The Chicago City Hall rooftop project also reduces rain water runoff. Out of one inch of rainfall, 75 percent will be soaked up in the garden, curbing problems with overflowing water drainage and sewer capacity. Theoretically, if enough buildings in the city had rooftop gardens, storm water runoff problems could be reduced considerably.

While the city is touting the environmental benefits of its rooftop garden, in another part of the city a planned rooftop garden is all about people.
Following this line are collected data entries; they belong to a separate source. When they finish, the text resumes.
PR #40, opened 2020-07-17
Return attribute types in database summary

jbeezley:
@subdavis This updates the summary response to include the attribute type.  I replaced the per attribute count because I'm not sure it's that useful, but I can make it a nested object type if needed.

### DIFF
--- a/nmdc_server/aggregations.py
+++ b/nmdc_server/aggregations.py
@@ -1,0 +1,72 @@
+from typing import cast, Dict, Type
+
+from sqlalchemy import Column, func
+from sqlalchemy.orm import Session
+
+from nmdc_server import models, schemas
+
+
+def get_annotation_summary(
+    db: Session, model: Type[models.AnnotatedModel],
+) -> Dict[str, schemas.AttributeSummary]:
+    attribute = func.jsonb_object_keys(model.annotations)
+
+    # TODO: Figure out the correct type, or remove json aggregations
+    q = db.query(attribute, func.count(),).group_by(attribute)
+
+    attributes: Dict[str, schemas.AttributeSummary] = {}
+    for r in q:
+        attributes[r[0]] = schemas.AttributeSummary(count=r[1], type=schemas.AttributeType.string,)
+
+    return attributes
+
+
+def get_column_count(db: Session, column: Column) -> int:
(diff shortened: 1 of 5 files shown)


subdavis:
Those per-attribute counts are where these numbers come from

Screenshot from 2020-07-17 17-06-50

Should I just remove those boxes?

subdavis:
I just pulled them from the aggregate total, then I replaced all the things at the bottom with the facets from `project.omics_type`:

Screenshot from 2020-07-17 17-17-12

This is probably wrong.

jbeezley:
I suspect we will need some custom aggregations to fill in many of those boxes.  I can work on that next.  For now, at least I have kept the counts and added min/max to help populate the widgets.

E.g.
```
    "biosample": {
        "attributes": {
            "add_date": {
                "count": 964,
                "max": "2019-02-07T18:08:49.941000",
                "min": "2013-11-25T00:00:00",
                "type": "date"
            },
            "collection_date": {
                "count": 963,
                "type": "string"
            },
            "community": {
                "count": 964,
                "type": "string"
            },
            "depth": {
                "count": 392,
                "max": 2000.0,
                "min": 0.0,
                "type": "float"
            },...
```

jbeezley:
A couple of other notes about this:
1. I'm not attempting to infer the types for json attributes, so they are all strings.  I'm thinking it will be best to remove them from the query interface anyway at some point.
2. This implementation is not at all scalable.  I think moving all of this information into a materialized view will be most appropriate when the time comes.

subdavis:
> This implementation is not at all scalable. I think moving all of this information into a materialized view will be most appropriate when the time comes.

Is this a performance scaling concern?  I've tried to lazy-load as much as possible while keeping the interface responsive. 

If these queries are going to be too slow to perform requests every time a checkbox updates, I may have to rethink a bit of the UI state management.

Or do you mean it won't scale in terms of technical complexity?

jbeezley:
Specifically referring to the `/api/summary` endpoint.  It runs a full table scan for nearly every column in the database, and it is executed every time the page is loaded.  It's not an immediate concern, but will be the first place where we get performance issues.

subdavis:
Oh, got it.  So that could easily be a separate summary table that gets populated during migrations or something in the future.

Thanks.

PR #56, opened 2020-07-20
Fix 'open in gold' link

jbeezley:


jbeezley:
Seems to fix https://github.com/microbiomedata/pilot/issues/48, though I think there are some entities now that don't come from GOLD, so the field is optional.

PR #67, opened 2020-07-21
Server study PI images

### LINKED ISSUE #58: Add profile pictures to db

jbeezley:
@subdavis 
Adds a derived field `principal_investigator_image_url` to the study response.  This contains an absolute URL to something like `/api/principal_investigator/<uuid>` which returns a jpeg image.

Fixes #58


jbeezley:
Also of note, all of the association proxy fields (including the principal investigator name) are not queryable at moment.  I'm working on a fix.

PR #73, opened 2020-07-21
Convert strings to numbers if required

subdavis:
@jbeezley because the URL query string causes all numbers to be converted to strings, on page reload, if you had a numeric condition, the value would become a string.

It seems like the server is handling this, but I thought it wasn't, and wrote this to deal with it.  I don't really like this solution, because it relies on loading the results from `/api/summmary` to get the type info before the search can be dispatched.

LMK what you think.

### DIFF
--- a/web/src/data/api.ts
+++ b/web/src/data/api.ts
@@ -106,7 +106,7 @@ export interface MetagenomeAnnotationResult extends DerivedDataResult {
 
 export type MetaproteomicAnalysisResult = DerivedDataResult
 
-interface AttributeSummary {
+export interface AttributeSummary {
   count: number;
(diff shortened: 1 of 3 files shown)


jbeezley:
Pydantic has some magical ways of coercing values.  In this case, the first type it tries is a number.  This is actually how it deals with datetimes as well.  This actually leads to a potential bug where you are searching a string field, but the value happens to be a number.  I'll deal with it if it ever comes up.

Could you not json encode the query string?  It's already kind of a mess of escaped characters, so I don't know that human readability is a concern.

subdavis:
Yeah I can do that instead I think

Issue #112, opened 2020-07-28
Remove faceting fields that have unique values


jbeezley:
E.g. anything like `name` or `description`.  We still want `principal_investigator_name`.

subdavis:
did some of this, I'll do more.

subdavis:
Turns out I did this already and forgot.

Issue #110, opened 2020-07-28
Add search by data object


jbeezley:
![data_objects1](https://user-images.githubusercontent.com/31890/88670197-c40a8000-d0b2-11ea-9578-d91687a487dd.png)
![dataobjects2](https://user-images.githubusercontent.com/31890/88670205-c4a31680-d0b2-11ea-81d4-e43b97f575eb.png)

subdavis:
Issue out of date.

PR #118, opened 2020-07-28
Adds data_object, fix many aspects of individual results

subdavis:


subdavis:
fixes #112, first pass on #110 until we get more info

PR #120, opened 2020-07-29
Add endpoints to list data objects

jbeezley:
@subdavis I started this to work out how to show the data objects.  I got in a little over my head on the web client changes.  There are a couple of issues:

1. The counts returned by the standard search interface are for **all** related data objects joined by project_id whereas the data object list is only for outputs of the given analysis (my best guess for the information desired).
2. The API interface is necessarily different from the other result lists, so it breaks some of the abstractions in the components.

I'm starting to think that just putting the data object list directly onto the individual result component for the relevant types.  There are never more than a handful of data objects associated with a single pipeline entity.

Do you have any suggestions?  You can take over this PR and remove my client commit if you want.


subdavis:
Hmm.  Could you point to what you got stuck on?  That may point to an over-complication in the client.

> I'm starting to think that just putting the data object list directly onto the individual result component for the relevant types.

I like this idea.  The "relevant types" would be project, biosample, and study right?

jbeezley:
> Hmm. Could you point to what you got stuck on? That may point to an over-complication in the client.

I didn't put a lot of effort into it, but I stopped when I found [AttributeList.vue#L10](https://github.com/microbiomedata/nmdc-server/blob/list-data-objects/web/src/views/IndividualResults/AttributeList.vue#L10) would have to create custom behavior for this one button.  Not the end of the world, but more than I was willing to take on last night.

> > I'm starting to think that just putting the data object list directly onto the individual result component for the relevant types.
> 
> I like this idea. The "relevant types" would be project, biosample, and study right?

No, project, reads_qc, metagenome_assembly, metagenome_annotation, and metaproteomic_analysis.  They are the tables that have data object outputs.

subdavis:
@jbeezley ready for your review.  Merge if you're happy with it.

jbeezley:
Seems to be missing `components/DataObjectsList.vue`.

subdavis:
Updated.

Brenda Koverman is with the Schwab Rehabilitation Hospital in Chicago. The rooftop garden that is under construction. The garden, while reaping all of the environmental advantages of city hall, is focused primarily on the aesthetic qualities that the open air and plants will provide for patients, instead of the sterile hospital decor. Once the garden is completed, she says, the hospital will be able to see how the garden effects patient's recovery. She says of the project, "Are patients more able to maneuver their wheelchairs in the community? Are patients able to use their hands better so they can cook better at home? Are patients able to stay out of the nursing home and go to their home? If we can get any kind of those outcomes, then it's a huge success."

There aren't very many of these projects in the city, so it's hard to say whether the rooftop gardens could cool things down all that much. But Environment Commissioner Marcia Jiminez says that the results speak for themselves. City Hall, for example, is directly adjacent to the County Building, but according to Jiminez's testimony, "Last summer, in 2001, on the hottest day, while it was about a 100 degrees on the City Hall side, it was 165 degrees on the opposite end of the building where's there's a blacktop roof."

Even if you're not interested in planting a garden on your roof, the city still requires some effort to cool things down. City ordinance now requires all new roofs to have light colored material on the surface, and parking lots have to plant a certain number of trees before they can get a permit to resurface. Rooftop gardens aren't mandatory, but city officials say they're learning first hand that it's a much better use of space in the city.